Several studies have demonstrated that the locoregional recurrence rate for segmentectomy is not inferior to that for lobectomy in patients with NSCLC (16-18). Ginsberg et al. demonstrated no significant differences in outcome between lobectomy and anatomical segmentectomy, although this was based on a subset analysis (18). Furthermore, the proportion of uncommon segmentectomies in these studies was not reported. An uncommon segmentectomy is characterized by two or more divided intersegmental planes. Therefore, it is more difficult to create an appropriate intersegmental plane during uncommon versus common segmentectomy. As a result, uncommon segmentectomy has more difficulties with respect to achieving an oncological safety margin than common segmentectomy, which might increase the local recurrence rate.

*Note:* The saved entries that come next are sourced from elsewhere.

PR #10393, opened 2025-03-13
Winch: Fix issue with floats and replace_lane

jeffcharles:
Fixes an issue with `f64x2.replace_lane` where it always zeroes out the second lane if the operand containing the replacement value is a `f64.const`.


saulecabrera (approved):
Good catch, thanks!

jeffcharles:
Right, I forgot to add the new tests to the exclusion list. I'll fix that

PR #10394, opened 2025-03-13
Add graceful shutdown to `wasmtime serve`, fix flaky CI

alexcrichton:
This commit fixes the spurious CI failure found [here][fail]. The problem here is that the infrastructure for testing `wasmtime serve` was not properly waiting for all output in `finish`. There's some infrastructure in the tests for spawning a subprocess and managing it, but prior to this commit there was no way to shut down the server gracefully and thus read all pending output from the child tasks.

The specific problem is that a specific error message was expected in the logs after a request had been processed, but the `finish` method wasn't reading the message. The reason for this is that `finish` had to resort to `kill -9` on the child process as there was no other means of shutting it down. This meant that the print, which happened after request completion, might be killed and never happen.

The solution ended up in this commit is to (a) add a `--shutdown-addr` CLI flag to `wasmtime serve` and (b) beef up handling of graceful shutdown. Previously ctrl-c was used to exit the server but it didn't do anything but drop all in-progress work. Instead graceful shutdown is now handled by breaking out of the `accept` loop and then waiting for all child tasks to complete, meaning that no http requests once received are cancelled. In addition to ctrl-c the `--shutdown-addr` is used to listen for a TCP connection which is a second means of cancellation. The reason for this is that sending ctrl-c to a process is not nearly as trivial on Windows as it is on Unix, so I didn't want to deal with all the console bits necessary to get that aligned.

[fail]: https://github.com/bytecodealliance/wasmtime/actions/runs/13833291117/job/38702374924?pr=10390

### DIFF
--- a/src/commands/serve.rs
+++ b/src/commands/serve.rs
@@ -6,9 +6,10 @@ use std::{
     path::PathBuf,
     sync::{
         atomic::{AtomicBool, AtomicU64, Ordering},
-        Arc,
+        Arc, Mutex,
     },
 };
+use tokio::sync::Notify;
 use wasmtime::component::Linker;
 use wasmtime::{Engine, Store, StoreLimits};
 use wasmtime_wasi::{IoView, StreamError, StreamResult, WasiCtx, WasiCtxBuilder, WasiView};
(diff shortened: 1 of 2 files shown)


src/commands/serve.rs
```diff
@@ -533,7 +629,7 @@ async fn handle_request(
             // which should more clearly tell the user what went wrong. Note
             // that we assume the task has already exited at this point so the
             // `await` should resolve immediately.
-            let e = match task.await {
+            let e = match dbg!(task.await) {
```
dicej, line 632: Looks like this was included by mistake?

tests/all/cli_tests.rs
```diff
@@ -1548,61 +1549,73 @@ mod test_programs {
...
-            // and then reap it. Assume that if it's still running then the test
-            // has otherwise passed so no need to print the output.
-            let known_failure = if child.try_wait()?.is_some() {
-                false
-            } else {
-                child.kill()?;
-                true
-            };
+            // If the child process has already exited, then great! Otherwise
+            // the server is still running so send it a graceful ctrl-c shutdown
```
dicej, line 1610: It doesn't look like we send a ctrl-c here, regardless of platform, so maybe change this comment to read "...so connect to the shutdown port..." or something similar.

dicej (approved):

tests/all/cli_tests.rs
alexcrichton: Oops sorry I was halfway through updating this comment when I context switched at some point and forgot to update the other half of the comment...

PR #10400, opened 2025-03-14
[DWARF] Fix the loclist to exprloc optimization

### LINKED ISSUE #9900: [DWARF] Incorrect location descriptor
Reproduction steps:
1) Check out #9898.
2) Modify the added test to stop passing `-Oopt-level=0` to wasmtime.
3) Run the test.

Expected result: the test passes or fails with 'expression unavailable'.

Actual result:
```
error: Execution was interrupted, reason: Exception 0xc0000005 encountered at address 0x7ff6fcf15f90: Access violation reading location 0x1ae198763ec.
The process has been returned to the state before expression evaluation.

* thread #1, name = 'main', stop reason = breakpoint 1.1
    frame #0: 0x0000028d720c15b8 JIT(0x28d72210080)`DerivedType::InstanceMethod(__this=(__ptr = <read memory from 0x28de65f5f0c failed (0 of 4 bytes read)>)) at generic.cpp:26:5
   23     long long DerivedValue = 2;
   24
   25     int InstanceMethod() {
-> 26       debug_break();
   27       return BaseValue + DerivedValue;
   28     }
   29
(lldb) v
(WasmtimeVMContext *) __vmctx = 0x0000028d72165f00
(WebAssemblyPtrWrapper<DerivedType>) __this = (__ptr = <read memory from 0x28de65f5f0c failed (0 of 4 bytes read)>)
```
It means the location descriptor for `__this` is incorrect.

SingleAccretion:
When using an exprloc to describe a location, we must ensure the underlying expression computes the correct value over the whole parent scope.

```
; DWARF5

Single location descriptions

They are sufficient for describing the location of any object
as long as its lifetime is either static or the same as the lexical
block that owns it, and it does not move during its lifetime.
```
Fixes #9900.

### DIFF
--- a/crates/cranelift/src/debug/transform/attr.rs
+++ b/crates/cranelift/src/debug/transform/attr.rs
@@ -241,6 +241,7 @@ pub(crate) fn clone_die_attributes<'a>(
                                 frame_info,
                                 isa,
                             )
+                            .expressions
                             .filter(|i| {
                                 // Ignore empty range
                                 if let Ok((_, 0, _)) = i {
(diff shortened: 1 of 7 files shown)


fitzgen (approved):
Looks great, thanks!

PR #10436, opened 2025-03-20
Remove `wasmtime_fuzzing::oracles::dummy::dummy_linker`

fitzgen:
Since that helper was written, we now have this same functionality built into `wasmtime::Linker`.

Unfortunately, we can't remove most of the `dummy` module, because it is used by the `api_calls` fuzzer to create dummy `wasmtime::Extern`s and we don't have off-the-shelf helpers for doing that in the core `wasmtime` API for that yet.

### DIFF
--- a/crates/fuzzing/src/oracles.rs
+++ b/crates/fuzzing/src/oracles.rs
@@ -366,14 +366,18 @@ fn compile_module(
 /// also yield the same values for each configuration, and we should assert
 /// that.
 pub fn instantiate_with_dummy(store: &mut Store<StoreLimits>, module: &Module) -> Option<Instance> {
+    assert!(Engine::same(store.engine(), module.engine()));
     // Creation of imports can fail due to resource limit constraints, and then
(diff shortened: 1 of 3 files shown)


alexcrichton:
I think this may not reduce the efficacy of fuzzing because the `Linker`-based version only handles functions while `dummy` handles everything?

fitzgen:
> I think this may not reduce the efficacy of fuzzing because the `Linker`-based version only handles functions while `dummy` handles everything?

Ah, I didn't realize that the linker method only handled functions. Is there a particular reason we didn't do all extern types?

alexcrichton:
IIRC it's because it was added from a CLI-centric perspective at the time where most modules don't import globals/memories/etc. I think it'd be reasonable to add support though.

fitzgen:
Ah it is because we don't have a `Store` in the `Linker` but we need one to create e.g. `Global`s.

fitzgen:
Probably not worth pursuing this PR any further then.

Nevertheless, the non-inferiority of uncommon segmentectomy in terms of the local recurrence rate was shown in this study using preoperative 3D-CT angiography and bronchography. However, the number of patients in this study was relatively small; a larger prospective study might be necessary to accurately determine the local recurrence rate in uncommon pulmonary segmentectomy.

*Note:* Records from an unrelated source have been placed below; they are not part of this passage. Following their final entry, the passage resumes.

PR #10438, opened 2025-03-20
Add some infrastructure for keeping old CI working

alexcrichton:
This commit is preparation for the infrastructure to be used when supporting [Wasmtime LTS releases][rfc]. The goal here is to add some automation and infrastructure to perform a weekly build of all active release branches which will file an issue on failure. This should ideally keep branches up-to-date and ensure that we don't forget to backport any fixes to older branches. Or rather when we do forget to backport fixes this'll be a reminder to go do that anyway.

The general architecture here is:

* A new `ci-cron-trigger.yml` workflow is added.
* This new workflow runs once-a-week and runs a small script that triggers CI for all active release branches.
* The main CI, `main.yml`, is updated to file an issue on failure when triggered in this fashion.

While I was here I additionally removed the `schedule:` from the `main.yml` to instead fold the daily scheduling of CI runs into this new script as well. That way all our cron CI jobs are gated in workflows that require this exact repository meaning that forks won't be running cron jobs.

[rfc]: https://github.com/bytecodealliance/rfcs/pull/42

### DIFF
--- a/ci/trigger-release-branch-ci.rs
+++ b/ci/trigger-release-branch-ci.rs
@@ -1,0 +1,67 @@
+//! Helper script used by `.github/workflows/ci-cron-trigger.yml`
+
+use std::process::Command;
+
+fn main() {
+    let output = Command::new("git")
+        .arg("for-each-ref")
+        .arg("refs/remotes/origin")
+        .arg("--format")
+        .arg("%(refname)")
+        .output()
+        .unwrap();
+    assert!(output.status.success());
+    let mut releases = std::str::from_utf8(&output.stdout)
+        .unwrap()
+        .lines()
+        .filter_map(|l| l.strip_prefix("refs/remotes/origin/release-"))
+        .filter_map(|l| {
+            let mut parts = l.split('.');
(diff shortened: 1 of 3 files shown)


ci/trigger-release-branch-ci.rs
```diff
@@ -0,0 +1,67 @@
...
+    // keeping some older branch's CI working, which shouldn't be too hard.
+    to_trigger.extend(iter.by_ref().take(3));
+
+    // We support two LTS channels 12 versions apart. If one is already included
+    // in the above set of 3 latest releases, however, then we're only picking
+    // one historical LTS release.
+    let mut lts_channels = 2;
+    if to_trigger.iter().any(|(major, _, _)| *major % 12 == 0) {
+        lts_channels -= 1;
+    }
```
alexcrichton, line 45: This is technically somewhat inaccurate. If an LTS branch has been created, but not released, then we need to still look back 2 releases. The risk of that causing issues is pretty small though as that's a 2-week window and I otherwise don't know how to easily test for whether the latest branch has been released or not as part of this script.

fitzgen (approved):

PR #10439, opened 2025-03-20
Add `--stack-maps` to `wasmtime objdump`

alexcrichton:
Follow-up to #10404 and #10405

### DIFF
--- a/src/commands/objdump.rs
+++ b/src/commands/objdump.rs
@@ -36,11 +36,11 @@ pub struct ObjdumpCommand {
     address_jumps: bool,
 
     /// What functions should be printed (all|wasm|trampoline|builtin|libcall, default: wasm)
-    #[arg(long, value_parser = Func::from_str)]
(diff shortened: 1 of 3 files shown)


src/commands/objdump.rs
```diff
@@ -62,6 +62,10 @@ pub struct ObjdumpCommand {
     /// Whether or not to show information about what instructions can trap.
     #[arg(long)]
     traps: bool,
+
+    /// Whether or not to show information about stack maps.
+    #[arg(long)]
+    stack_maps: bool,
```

In this study, we showed the non-inferiority of uncommon pulmonary segmentectomy compared to common segmentectomies in short-term perioperative outcomes. Thoracoscopic uncommon pulmonary segmentectomy is feasible and safe with use of appropriate techniques. It also helps ensure a sufficient oncological safety margin through division of the appropriate intersegmental plane.
The authors appreciate all of the surgeons and coworkers who contributed to this study, and we thank the editors and reviewers for their assistance with the manuscript.
Conflicts of Interest: Meeting presentation: The abstract has been presented at the 27th European Conference on General Thoracic Surgery of the European Society of Thoracic Surgeons, Dublin, Ireland, 9-12 June 2019.
Ethical Statement: The authors are accountable for all aspects of the work in ensuring that questions related to the accuracy or integrity of any part of the work are appropriately investigated and resolved. This study was approved by Japanese Red Cross Maebashi Hospital Institutional Review Board (No. 2019-16); all patients provided written informed consent prior to their inclusion in the study.